• [What is expected] Type each record below again, with the same words.
● ● ●
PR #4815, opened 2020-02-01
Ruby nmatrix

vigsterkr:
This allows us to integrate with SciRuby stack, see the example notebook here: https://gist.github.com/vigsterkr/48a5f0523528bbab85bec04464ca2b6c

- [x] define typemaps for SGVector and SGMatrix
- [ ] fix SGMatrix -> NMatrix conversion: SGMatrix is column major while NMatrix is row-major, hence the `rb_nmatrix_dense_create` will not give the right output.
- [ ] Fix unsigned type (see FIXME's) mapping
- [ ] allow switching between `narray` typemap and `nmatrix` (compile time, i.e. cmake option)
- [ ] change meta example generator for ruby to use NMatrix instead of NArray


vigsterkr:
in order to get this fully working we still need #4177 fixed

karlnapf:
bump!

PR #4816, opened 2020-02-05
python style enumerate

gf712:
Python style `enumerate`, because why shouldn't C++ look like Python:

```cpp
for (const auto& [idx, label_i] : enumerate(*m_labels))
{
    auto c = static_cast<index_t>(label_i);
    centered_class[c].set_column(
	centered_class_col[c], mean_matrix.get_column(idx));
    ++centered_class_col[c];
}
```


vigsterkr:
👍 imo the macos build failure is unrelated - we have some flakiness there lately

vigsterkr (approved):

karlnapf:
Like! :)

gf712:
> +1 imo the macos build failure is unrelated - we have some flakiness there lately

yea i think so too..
● ● ●
• [Answer to this problem]
PR #4815, opened 2020-02-01
Ruby nmatrix

vigsterkr:
This allows us to integrate with SciRuby stack, see the example notebook here: https://gist.github.com/vigsterkr/48a5f0523528bbab85bec04464ca2b6c

- [x] define typemaps for SGVector and SGMatrix
- [ ] fix SGMatrix -> NMatrix conversion: SGMatrix is column major while NMatrix is row-major, hence the `rb_nmatrix_dense_create` will not give the right output.
- [ ] Fix unsigned type (see FIXME's) mapping
- [ ] allow switching between `narray` typemap and `nmatrix` (compile time, i.e. cmake option)
- [ ] change meta example generator for ruby to use NMatrix instead of NArray


vigsterkr:
in order to get this fully working we still need #4177 fixed

karlnapf:
bump!

PR #4816, opened 2020-02-05
python style enumerate

gf712:
Python style `enumerate`, because why shouldn't C++ look like Python:

```cpp
for (const auto& [idx, label_i] : enumerate(*m_labels))
{
    auto c = static_cast<index_t>(label_i);
    centered_class[c].set_column(
	centered_class_col[c], mean_matrix.get_column(idx));
    ++centered_class_col[c];
}
```


vigsterkr:
👍 imo the macos build failure is unrelated - we have some flakiness there lately

vigsterkr (approved):

karlnapf:
Like! :)

gf712:
> +1 imo the macos build failure is unrelated - we have some flakiness there lately

yea i think so too..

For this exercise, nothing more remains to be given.